(743.15) The ErbB3 Receptor Restricts Bmi1 to Regulate Paneth Cells

Poster Board Number: E342

Stephanie King (The Saban Research Institute, Childrens Hospital, The Saban Research Institute, Childrens Hospital), Jonathan Hsieh (The Saban Research Institute, Childrens Hospital, The Saban Research Institute, Childrens Hospital), Dana Almohazey (Imam Abdulrahman Bin Faisal University), Mark Frey (The Saban Research Institute, Childrens Hospital, The Saban Research Institute, Childrens Hospital)

ErbB3 is a RTK family member known to regulate proliferation and growth in the intestinal epithelium. Previous work by our lab determined that targeted Erbb3 deletion from the intestinal epithelium resulted in precocious Paneth cell development and an expanded population in mice. This was associated with increased expression of intestinal stem cell (ISC) markers. Conversely, ileal enteroids treated with the ErbB3 ligand neuregulin (NRG)-1β had significantly reduced expression of ISC markers, including Lgr5 and Bmi1. These data suggest that ErbB3 restricts secretory cell differentiation and stemness in the intestinal crypt. However, the underlying mechanisms are largely unknown. BMI1 is a proto-oncogene and member of the PRC complex. Bmi1+ intestinal epithelial cells represent a slow-cycling ISC population that can regenerate the epithelium following injury and loss of Lgr5+ ISCs. Recent evidence determined that Bmi1+ ISCs are enriched in enteroendocrine markers and can give rise to goblet cells, suggesting BMI1 may be critical for differentiation of secretory lineages. We hypothesized that ErbB3 restricts secretory cell differentiation through regulation of BMI1.

Aims: To define ErbB3-dependent regulation of Bmi1 and determine if ErbB3 restriction of Paneth cell development and differentiation is through suppression of Bmi1.

Methods: Mucosal scrapings were collected from Vil-Cre;Erbb3flox/flox mice and Erbb3flox/flox littermate controls for protein and gene expression analysis. Ileal enteroids and HT-29 colorectal adenocarcinoma cells were treated with vehicle DMSO, the PI3K inhibitor LY294002 (10 μM), the MEK inhibitor U0126 (5 μM), the BMI1 inhibitor PTC-209 (1 μM), and/or recombinant NRG-1β (10 ng/mL). Enteroids and cell monolayers were harvested and prepared for gene expression analysis. RT-qPCR for Bmi1 and Lyz1 was performed relative to Hprt as a loading control. Statistical analysis by one-way ANOVA was conducted using Prism 9.
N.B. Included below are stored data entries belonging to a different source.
PR #496, opened 2024-05-10
support channel bindings (RFC 5929, 9266)

hannesm:
fixes #484

PR #497, opened 2024-06-27
TLS without `cstruct`

dinosaure:
#493 rebased to include #495 & #496 plus an update of `tls-async`. The only remaining package about the `no-cstruct` move is `tls-eio`.


art-w:
In case it helps, this patch https://github.com/mirleft/ocaml-tls/commit/05b203ec58569e7b1cb55d29d43a2c357f260603 should provide the missing `tls-eio` :)

hannesm:
this is great. I guess we need to rebase and wait for the x509 release. (plus then adapt lower bounds)

art-w:
Nice rebase! The eio patch and a fix for the latest X509 breaking change (renaming of Authenticator functions) can be found at https://github.com/art-w/ocaml-tls/commits/no-cstruct/

hannesm:
@dinosaure would you mind to pick @art-w commits here?

async/io.ml
```diff
@@ -73,18 +73,17 @@ module Make (Fd : Fd) : S with module Fd := Fd = struct
        | Active _, `Eof ->
          t.state <- Eof;
          return `Eof
-       | Active tls, `Ok n -> handle tls (Cstruct.sub t.recv_buf 0 n)
+       | Active tls, `Ok n -> handle tls (Stdlib.Bytes.sub_string t.recv_buf 0 n)
```
hannesm, line 76:
```suggestion
       | Active tls, `Ok n -> handle tls (Bytes.sub_string t.recv_buf 0 n)
```

async/io.ml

Results: Consistent with previous data, BMI1 protein and gene expression were significantly increased in small and large intestinal mucosal scrapings from Vil-Cre;Erbb3flox/flox mice versus littermate controls. To determine if Bmi1 expression is sensitive to PI3K/Akt or MAPK signaling downstream of ErbB3, HT-29 cells were treated with inhibitors followed by NRG-1β after 1 hour, then harvested 24 hours later. PI3K and MAPK inhibition significantly increased Bmi1 expression. NRG-1β treatment was able to overcome MAPK inhibition to reduce BMI1 expression. Similarly, in ileal enteroids, PI3K and MAPK blockade increased Bmi1 expression and NRG-1β treatment reversed this effect. To determine whether BMI1 regulates expression of the Paneth cell marker LYZ1, HT-29 cells were treated with the BMI1 inhibitor PTC-209. BMI1 inhibition decreased LYZ1 expression.

Conclusions: Our data demonstrate that ErbB3 regulates Bmi1 expression through PI3K/Akt and MAPK signaling in both human and mouse intestinal cells. Furthermore, BMI1 activity promotes LYZ1 expression. Together, these results support our hypothesis that ErbB3 regulates secretory cell differentiation through BMI1 in the intestinal epithelium.

Funding: NIH 2R01 DK095004 to MRF, TSRI Research Career Development Fellowship to SJK.